Lights flash at me, and I duck my head, holding a hand to to side of my face to avoid the cameras. Clint guides us forward, as I'm thrown dozens of questions. I feel trapped, my breathing picking up.

"Enough! Get back, all of you filthy, disgusting rats!" A menacing voice demands.

 A hand gently touches my arm, "Come along, Harper." Says the voice quietly.

I look up to see Loki. I heisitate, but I nod, desperate to get away from the attention of the paparazzi.

The god guides me inside, walking briskly. No one looks at us. Odd.

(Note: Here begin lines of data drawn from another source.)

PR #712, opened 2023-08-04
CCT: accept IP solutions with matched single or double quotes, or none

myCatsName:
From a discord issue https://discord.com/channels/415207508303544321/923282733332054126/1137052241388392530

"For the IP address contracts, I found that entering an IP list like ['127.0.0.1'] doesn't work, but ["127.0.0.1"] does. Is that intentional?"

more information : "how did your answer get formatted that way? did you write your answer by hand?"

[New player] : "Yes, I did."

# Bug fix

Currently the answer input is sanitized by replacing (only) a double quote " from the start and end of each IP with an empty string, for ex. "12.59.159.35" becomes 12.59.159.35

My suggested solution is based on **regex demo** here : https://regex101.com/r/0Ooa2M/1

name the first quote, which can be either single or double, ie ['"]; capture digits and periods; match the end character only if it is  same as the named capture group; then return the IP group.

Rewards solutions like `1.111.11` or `'1.1.1.1'` or `"1.1.1.1"` so any matching quotes or none. In array, **each IP can be wrapped differently**.

Fails solutions like `'1.1.1.1"` or `""1.1.1.1""`

For testing I've attached an IP cracking script that when run will prompt to input a single IP CCT data. I tested by manually changing quotation style in solutions of various length and submitting. I have not tested this PR with an automated cracking script, but I don't think it would fail.

[IP cracker.txt](https://github.com/bitburner-official/bitburner-src/files/12263819/IP.cracker.txt)

### DIFF
--- a/src/data/codingcontracttypes.ts
+++ b/src/data/codingcontracttypes.ts
@@ -537,7 +537,7 @@ export const codingContractTypesMetadata: ICodingContractTypeMetadata[] = [
       }
 
       const sanitizedAns: string = removeBracketsFromArrayString(ans).replace(/\s/g, "");
-      const ansArr: string[] = sanitizedAns.split(",").map((ip) => ip.replace(/^"|"$/g, ""));
+      const ansArr: string[] = sanitizedAns.split(",").map((ip) => ip.replace(/^['"]|['"]$/g, ""));
       if (ansArr.length !== ret.length) {
         return false;
       }
--- a/src/data/codingcontracttypes.ts
+++ b/src/data/codingcontracttypes.ts
@@ -537,7 +537,9 @@ export const codingContractTypesMetadata: ICodingContractTypeMetadata[] = [
       }
 
       const sanitizedAns: string = removeBracketsFromArrayString(ans).replace(/\s/g, "");
-      const ansArr: string[] = sanitizedAns.split(",").map((ip) => ip.replace(/^['"]|['"]$/g, ""));
+      const ansArr: string[] = sanitizedAns
+        .split(",")
+        .map((ip) => ip.replace(/^(?<quote>['"])([\d.]*)\k<quote>$/g, "$2"));
       if (ansArr.length !== ret.length) {
         return false;
       }


myCatsName:
(btw, I am not trying to make 2 commits, I just don't know github and VS code. I made 2 regex, and the one described above seems better to me; I'm not sure why the first version is listed as a commit, sorry).

d0sboots:
I think named capture groups are slightly overcomplicated for this, but it's fine.

myCatsName:
> I think named capture groups are slightly overcomplicated for this, but it's fine.

It seemed kinda gross in practice to allow `"1.1.1'` format answers, which was my simpler solution. The options here should mimic strings.

Named capture groups was the first back reference syntax that worked in the editor for me, and can be helpful to readers, but if there's a different suggestion I will try to implement a change. I noticed there are maybe a few related issues with other CCTs https://github.com/bitburner-official/bitburner-src/issues/64 , and thought a similar approach might apply, but haven't looked at those in detail. In any case, if there are better ideas, or style preferences, please do LMK, I don't have any problem taking notes. Here to help and learn.

d0sboots:
> Named capture groups was the first back reference syntax that worked in the editor for me, and can be helpful to readers, but if there's a different suggestion I will try to implement a change.

`/^(['"])([\d.]*)\1$/g` should work, and is easier to read (for me), since the group here is so simple.

Either way, something I find useful when dealing with *any* regex is a comment nearby explaining what it is supposed to match, with an example. Like:
`// Matches numerical IP-like addresses with surrounding quotes. Example: "999.0.20.2023"`

myCatsName:
I don't want to mess things up by committing another branch, but yes 
`const ansArr: string[] = sanitizedAns.split(",").map((ip) => ip.replace(/^(['"])([\d.]*)\1$/g, "$2"));` should be functionally the same, and works in limited testing, they're the same, just different backreference syntax. 

It's interesting what we consider easier to read - from my PoV, there's a small chance someone reading \1 would connect it with the numbers around it \d* or $2; named group avoids that. But it does seem like style debate at that point, as you said being in a simple regex with a lot of context to understand a purpose. Thankfully we're not talking about functional issues, I really would not want to break a CCT (or anything at all) with bad code.

Snarling:
JSON.parse also does not allow single-quoted strings.

For contracts in general, my preferred long term change to contracts (which would need to wait until the next major API break) is:

API: Only allow player to answer with the actual answer, not a string version of it.
UI: Only allow valid JSON representation of the actual answer, which would then just get parsed by JSON.parse and used as the submitted answer.

Those changes would mean getting rid of any custom parsing of the player input, and when certain things are not accepted (for instance, single quoted strings when submitting an answer via the UI), we'd have a reason to point to (it's not valid JSON) other than we just forgot to support that.

Making input more permissible seems nice, but if there's a reason certain input is right and certain input is wrong, it is better to just communicate to the player why the bad input is not right instead of making the input more permissible.

myCatsName:
> For contracts in general, my preferred long term change to contracts (which would need to wait until the next major API break...

I would be interested in working or collaborating on that. I noticed a lot of helper and sanitizers and makes sense there could be a way to simplify and standardize as you're suggesting.


> Making input more permissible seems nice, but if there's a reason certain input is right and certain input is wrong, it is better to just communicate to the player why the bad input is not right instead of making the input more permissible.

Currently, description and example set player expectation that double and single quotes are possible formats to submit - 
image
Both are used as examples of answers you could submit (players are not told single quote is not accepted).  

My feeling is favor human error here (and be permissive), in the case of CCT, at least gut feeling. There is basically no feedback when an answer is wrong, which can lead to frustration or confusion. And it seems like attempts to clarify a standard with text / visual examples haven't been necessarily effective. Most descriptions probably would need an extra sentence each, and CCTs do not seem like a good place for extra "rules load" on the player or whatever you want to call it. 

>> ...JSON.parse also does not allow single-quoted strings.

My hope at present is match the general style of the in game editor, allowing ' or ", ignoring a leading white space, while not being sloppy. Encourage players to use feature, not fight it.

Snarling:
> My hope at present is match the general style of the in game editor, allowing ' or ", ignoring a leading white space, while not being sloppy. Encourage players to use feature, not fight it.

Yeah that's fair, expecting exact JSON is probably too strict and a bit arbitrary for something input through a UI. We could even use an eval-based approach to parse string answers (for contract types that are not expecting a string), and then the player could use any valid js representation of the object. So it's the same "rules" as if they were describing that same object in a script.

The eventual standardization should not accept bad js like `[192.168.0.1]` with no quotes, because not having quotes of any sort there is just incorrect.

 As we pass, I see a duplicate of Loki talking to the paparazzi. I look back once Loki and I are inside, to see a illusion of me still standing by Clint. Loki let's go of my arm. I watch as Clint and the fake me walk up and come in the building. The fake Loki follows. After the doors shut, fake me and fake Loki disappear with a shimmer of green.

Clint swears in surprise, then he turns to see the real us. "What the hell was that?"

"Illusion projection and duplication casting," Loki answers.

"Ain't that the same thing?" I look up at the god, my heartbeat steady now that I'm out of the paparazzi's veiw.

"No, they are two completely different powers, actually. Illusion projection involves depicting a detailed image from outside oneself which is perceptible in the external world, whereas duplication casting and tells recreateing an exact facsimile of one's own body in its present circumstance which acts as a true holographic mirror of its molecular structure." He explains.

Clint and I just look at him blankly, "... I don't think you even breathed during that." I say.

"I didn't even get what he said," Clint tells me.

"Me neither." I say.

Loki sighs in irritation, and I turn to the window. "Why are they here?" I ask.

"You're the new drama." Says Clint.

"Why can't he be drama!?" I gesture to Loki.

"Trust me, I've been drama before," Loki says.

"Yeah, no sh-" I get cut off.

"Language," Loki furrows his eyebrows slightly.

I scoff a laugh,but it lacks real humor, "You sound like Cap."

"Do not compare me to a man in spangled spandex suit who wields a giant frisbee for a weapon." Loki gives me a serious look.

"It's not spandex. Do you even know what spandex is?" I raise my eyebrows questioningly.

"Mortal fabric," Loki answers.

"Oh my God, can you two please shut up?" Clint takes out his phone, dailing a number.

Loki and I give back other a look before looking away, mouths shut.